* Records to process
PR #977, opened 2022-11-28
feat(solidjs): Create gists view

SDaian:
## Acceptance Criteria

- [X] Should display Gists views 

## Preview 

image

### DIFF
--- a/solidjs-tailwind/src/pages/Home.jsx
+++ b/solidjs-tailwind/src/pages/Home.jsx
@@ -2,6 +2,7 @@ import { createResource } from 'solid-js';
 import { useAuth } from '../auth';
 import { useOctokit } from '../github';
 import { TopRepos } from '../components/TopRepos';
+import UserGists from '../components/UserGists/UserGists';
 
 const Home = () => {
   useAuth().preventUnauthorised();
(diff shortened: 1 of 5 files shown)


solidjs-tailwind/src/pages/Home.jsx
```diff
@@ -1,15 +1,33 @@
...
 
+  const [data] = createResource(() => {
+    try {
+      return useOctokit()
+        .rest.users.getAuthenticated()
+        .then((response) => response.data);
+    } catch {
+      return Promise.resolve({});
+    }
+  });
```
danecando, line 18: @AllStackDev1 mentioned in the last PR but it looks like we're using the gql api with the fetch util for all the data fetching in this starter kit. We might want to get rid of Ocotokit if thats the case

danecando (commented):
Looks good to me. I left one comment about the Octokit thing. I'm guessing the data fetching will be added to Container in another PR?

solidjs-tailwind/src/pages/Home.jsx
SDaian: yep @danecando that's right, we should get rid of the Octokit, also the PR was rebased within `main` to have the latest commits.

danecando (approved):

AllStackDev1 (approved):
LGTM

* What the task asks
Nothing but an exact copy of the lines from the first one above through the line holding "Looks good to" should be returned.

* Response
PR #977, opened 2022-11-28
feat(solidjs): Create gists view

SDaian:
## Acceptance Criteria

- [X] Should display Gists views 

## Preview 

image

### DIFF
--- a/solidjs-tailwind/src/pages/Home.jsx
+++ b/solidjs-tailwind/src/pages/Home.jsx
@@ -2,6 +2,7 @@ import { createResource } from 'solid-js';
 import { useAuth } from '../auth';
 import { useOctokit } from '../github';
 import { TopRepos } from '../components/TopRepos';
+import UserGists from '../components/UserGists/UserGists';
 
 const Home = () => {
   useAuth().preventUnauthorised();
(diff shortened: 1 of 5 files shown)


solidjs-tailwind/src/pages/Home.jsx
```diff
@@ -1,15 +1,33 @@
...
 
+  const [data] = createResource(() => {
+    try {
+      return useOctokit()
+        .rest.users.getAuthenticated()
+        .then((response) => response.data);
+    } catch {
+      return Promise.resolve({});
+    }
+  });
```
danecando, line 18: @AllStackDev1 mentioned in the last PR but it looks like we're using the gql api with the fetch util for all the data fetching in this starter kit. We might want to get rid of Ocotokit if thats the case

danecando (commented):
Looks good to me. I left one comment about the Octokit thing. I'm guessing the data fetching will be added to Container in another PR?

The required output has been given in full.